> [Task objective]
Copy out the records again. Change nothing.
(Records begins)
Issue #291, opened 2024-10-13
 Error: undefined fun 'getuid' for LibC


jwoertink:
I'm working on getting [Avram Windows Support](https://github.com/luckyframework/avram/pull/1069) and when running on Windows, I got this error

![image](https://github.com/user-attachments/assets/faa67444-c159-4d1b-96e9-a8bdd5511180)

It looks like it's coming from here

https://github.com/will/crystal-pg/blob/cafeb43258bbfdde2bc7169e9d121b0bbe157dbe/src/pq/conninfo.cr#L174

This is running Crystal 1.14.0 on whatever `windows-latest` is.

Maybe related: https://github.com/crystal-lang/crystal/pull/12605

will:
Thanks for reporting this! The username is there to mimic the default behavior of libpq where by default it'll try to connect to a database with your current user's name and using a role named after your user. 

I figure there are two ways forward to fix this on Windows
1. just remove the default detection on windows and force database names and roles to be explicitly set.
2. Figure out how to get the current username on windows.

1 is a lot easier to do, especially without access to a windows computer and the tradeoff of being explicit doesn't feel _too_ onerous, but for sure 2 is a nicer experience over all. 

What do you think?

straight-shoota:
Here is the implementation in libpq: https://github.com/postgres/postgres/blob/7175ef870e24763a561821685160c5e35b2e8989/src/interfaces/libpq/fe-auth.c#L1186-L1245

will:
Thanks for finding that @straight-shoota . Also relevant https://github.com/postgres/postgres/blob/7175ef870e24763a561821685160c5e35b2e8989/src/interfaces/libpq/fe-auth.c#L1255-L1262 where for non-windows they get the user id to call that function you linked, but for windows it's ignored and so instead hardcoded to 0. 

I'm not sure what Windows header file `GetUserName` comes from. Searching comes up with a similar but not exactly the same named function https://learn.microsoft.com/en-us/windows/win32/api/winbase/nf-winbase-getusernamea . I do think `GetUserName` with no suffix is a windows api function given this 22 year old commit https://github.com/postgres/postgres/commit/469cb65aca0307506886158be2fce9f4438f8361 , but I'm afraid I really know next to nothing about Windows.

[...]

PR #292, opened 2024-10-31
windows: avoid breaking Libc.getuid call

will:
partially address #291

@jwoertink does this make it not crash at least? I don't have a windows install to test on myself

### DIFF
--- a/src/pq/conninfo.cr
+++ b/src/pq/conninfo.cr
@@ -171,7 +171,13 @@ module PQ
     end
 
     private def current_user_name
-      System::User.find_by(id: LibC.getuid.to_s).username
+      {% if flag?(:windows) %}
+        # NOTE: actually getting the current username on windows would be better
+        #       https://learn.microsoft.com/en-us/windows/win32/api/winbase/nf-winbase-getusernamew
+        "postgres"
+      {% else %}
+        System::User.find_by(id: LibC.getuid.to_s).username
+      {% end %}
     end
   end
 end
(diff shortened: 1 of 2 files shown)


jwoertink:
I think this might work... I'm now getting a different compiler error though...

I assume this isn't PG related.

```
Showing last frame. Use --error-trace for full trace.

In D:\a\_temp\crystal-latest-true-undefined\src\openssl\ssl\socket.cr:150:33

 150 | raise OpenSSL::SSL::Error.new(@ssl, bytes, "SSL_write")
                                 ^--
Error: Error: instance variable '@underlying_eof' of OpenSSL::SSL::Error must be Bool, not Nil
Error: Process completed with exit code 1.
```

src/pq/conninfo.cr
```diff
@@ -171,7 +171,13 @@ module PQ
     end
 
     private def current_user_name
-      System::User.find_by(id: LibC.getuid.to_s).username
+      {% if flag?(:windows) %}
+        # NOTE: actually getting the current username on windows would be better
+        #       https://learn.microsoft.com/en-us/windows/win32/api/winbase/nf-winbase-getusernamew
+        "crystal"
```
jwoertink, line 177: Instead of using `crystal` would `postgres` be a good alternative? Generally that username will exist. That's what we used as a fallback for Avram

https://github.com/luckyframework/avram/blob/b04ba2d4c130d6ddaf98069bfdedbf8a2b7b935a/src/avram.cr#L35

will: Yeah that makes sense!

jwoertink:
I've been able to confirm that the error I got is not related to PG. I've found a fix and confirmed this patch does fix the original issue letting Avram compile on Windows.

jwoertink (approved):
(Records ends)
> [Result of this task]
Issue #291, opened 2024-10-13
 Error: undefined fun 'getuid' for LibC


jwoertink:
I'm working on getting [Avram Windows Support](https://github.com/luckyframework/avram/pull/1069) and when running on Windows, I got this error

![image](https://github.com/user-attachments/assets/faa67444-c159-4d1b-96e9-a8bdd5511180)

It looks like it's coming from here

https://github.com/will/crystal-pg/blob/cafeb43258bbfdde2bc7169e9d121b0bbe157dbe/src/pq/conninfo.cr#L174

This is running Crystal 1.14.0 on whatever `windows-latest` is.

Maybe related: https://github.com/crystal-lang/crystal/pull/12605

will:
Thanks for reporting this! The username is there to mimic the default behavior of libpq where by default it'll try to connect to a database with your current user's name and using a role named after your user. 

I figure there are two ways forward to fix this on Windows
1. just remove the default detection on windows and force database names and roles to be explicitly set.
2. Figure out how to get the current username on windows.

1 is a lot easier to do, especially without access to a windows computer and the tradeoff of being explicit doesn't feel _too_ onerous, but for sure 2 is a nicer experience over all. 

What do you think?

straight-shoota:
Here is the implementation in libpq: https://github.com/postgres/postgres/blob/7175ef870e24763a561821685160c5e35b2e8989/src/interfaces/libpq/fe-auth.c#L1186-L1245

will:
Thanks for finding that @straight-shoota . Also relevant https://github.com/postgres/postgres/blob/7175ef870e24763a561821685160c5e35b2e8989/src/interfaces/libpq/fe-auth.c#L1255-L1262 where for non-windows they get the user id to call that function you linked, but for windows it's ignored and so instead hardcoded to 0. 

I'm not sure what Windows header file `GetUserName` comes from. Searching comes up with a similar but not exactly the same named function https://learn.microsoft.com/en-us/windows/win32/api/winbase/nf-winbase-getusernamea . I do think `GetUserName` with no suffix is a windows api function given this 22 year old commit https://github.com/postgres/postgres/commit/469cb65aca0307506886158be2fce9f4438f8361 , but I'm afraid I really know next to nothing about Windows.

[...]

PR #292, opened 2024-10-31
windows: avoid breaking Libc.getuid call

will:
partially address #291

@jwoertink does this make it not crash at least? I don't have a windows install to test on myself

### DIFF
--- a/src/pq/conninfo.cr
+++ b/src/pq/conninfo.cr
@@ -171,7 +171,13 @@ module PQ
     end
 
     private def current_user_name
-      System::User.find_by(id: LibC.getuid.to_s).username
+      {% if flag?(:windows) %}
+        # NOTE: actually getting the current username on windows would be better
+        #       https://learn.microsoft.com/en-us/windows/win32/api/winbase/nf-winbase-getusernamew
+        "postgres"
+      {% else %}
+        System::User.find_by(id: LibC.getuid.to_s).username
+      {% end %}
     end
   end
 end
(diff shortened: 1 of 2 files shown)


jwoertink:
I think this might work... I'm now getting a different compiler error though...

I assume this isn't PG related.

```
Showing last frame. Use --error-trace for full trace.

In D:\a\_temp\crystal-latest-true-undefined\src\openssl\ssl\socket.cr:150:33

 150 | raise OpenSSL::SSL::Error.new(@ssl, bytes, "SSL_write")
                                 ^--
Error: Error: instance variable '@underlying_eof' of OpenSSL::SSL::Error must be Bool, not Nil
Error: Process completed with exit code 1.
```

src/pq/conninfo.cr
```diff
@@ -171,7 +171,13 @@ module PQ
     end
 
     private def current_user_name
-      System::User.find_by(id: LibC.getuid.to_s).username
+      {% if flag?(:windows) %}
+        # NOTE: actually getting the current username on windows would be better
+        #       https://learn.microsoft.com/en-us/windows/win32/api/winbase/nf-winbase-getusernamew
+        "crystal"
```
jwoertink, line 177: Instead of using `crystal` would `postgres` be a good alternative? Generally that username will exist. That's what we used as a fallback for Avram

https://github.com/luckyframework/avram/blob/b04ba2d4c130d6ddaf98069bfdedbf8a2b7b935a/src/avram.cr#L35

will: Yeah that makes sense!

jwoertink:
I've been able to confirm that the error I got is not related to PG. I've found a fix and confirmed this patch does fix the original issue letting Avram compile on Windows.

jwoertink (approved):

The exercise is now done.